Definition of bitcoin

Bitcoin is known as the very first decentralized digital currency, it is basically coins that can be sent online. 2009 was the year of the birth of bitcoin. The name of the creator is unknown, but the pseudonym Satoshi Nakamoto was given to this man.

Benefits of Bitcoin.

Transactions with bitcoins are carried out directly from person to person via the Internet. No need for a bank or clearing to act as an intermediary. Due to this, the commission for transactions is much lower, they can be used in all countries. Bitcoin accounts cannot be frozen, there are no prerequisites for opening them, the same for limits. Every day more and more traders start accepting them. With them you can buy anything.

How Bitcoin works.

You can exchange dollars, euros or other currencies for bitcoin. You can buy and sell as if any other currency of the country. To save your bitcoins, you need to keep them in your wallets. These wallets are on your computer, mobile device or on third-party websites. Send bitcoin is very simple. It’s as simple as sending an email. For bitcoin you can buy almost anything.

Why bitcoin?

Bitcoin can be used anonymously to purchase any type of goods. International payments are extremely simple and very cheap. The reason for this is that bitcoins are not actually tied to any country. They are not subject to any regulation. Small businesses love them because there are no credit card fees. There are people who buy bitcoin just for the purpose of investing, expecting that they will increase their value.

Ways to get bitcoins.

1) Buy on exchanges: People are allowed to buy or sell bitcoins on sites called bitcoin exchanges. They do this using their country’s currency or any other currency they have or love.

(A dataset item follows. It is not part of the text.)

PR #10104, opened 2022-02-07
[small, high priority] export grant data for ethelo integration

nollied:
##### Context
I'm part of the [gitcoin DAO FDD workstream](https://gitcoin.notion.site/Fraud-Detection-Defense-2bde13c0b8e74fda81435d94e49e2703), specifically i'm leading the development team for the Grants Investigation Agency (GIA). We're using a tool called "Ethelo" to improve the UX for our reviewers (agents). [Here is a link to GIA's first test run UI](https://gia-testing.ethelo.net/page/welcome-to-the-gia).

2) Transfers: people can just send bitcoins to each other via mobile phones, computers or internet platforms. This is the same as sending cash digitally.

3) Mining: The network is guarded by some individuals called Miner. They are regularly rewarded for all recently confirmed transactions. These transactions are fully verified and then they are recorded in a so-called public transparent book. These people compete in mining these bitcoins, using computer equipment to solve complex mathematical problems. Miners invest a lot of money in equipment. There is now something called cloud mining. Using cloud mining, Miner simply invests money in third-party websites, these sites provide all the necessary infrastructure while reducing equipment and energy costs.

Storage and preservation of bitcoins.

These bitcoins are stored in so-called digital wallets. These wallets exist in the cloud or in people’s computers. A wallet is something like a virtual bank account. These wallets allow people to send or receive bitcoins, pay for things or just keep bitcoins. Unlike bank accounts, these bitcoin wallets are never insured by the FDIC.

Types of wallets.

1) Wallet in the cloud: The advantage of having a wallet in the cloud is that people do not need to install software on their computers and wait for long synchronization processes. The downside is that clouds can be hacked and people can lose their bitcoins. However, these sites are very secure.

2) Wallet on computer: The advantage of having a wallet on computer is that people keep their bitcoins safe from the rest of the internet. The downside is that people can remove them by formatting the computer or because of viruses.

Anonymity of Bitcoin.

There is no need to specify a person’s real name when making a transaction in bitcoins. Each of the bitcoin transactions is recorded in what is known as a public journal. This magazine only contains wallet IDs, not people’s names. so basically every transaction is private. People can buy and sell things without tracking.

Bitcoin Innovation.

Bitcoin has founded a whole new way of innovation. Bitcoin software is open source, meaning anyone can view it. Today’s fact is that bitcoin is transforming global finance just as the Internet has changed everything in publication. The concept is brilliant. When everyone has access to the entire global bitcoin market, new ideas emerge. Reducing transaction fees is a bitcoin fact. Accepting bitcoins costs anything, and they are very easy to set up. There are no reverse payments. The bitcoin community will create additional businesses of all kinds.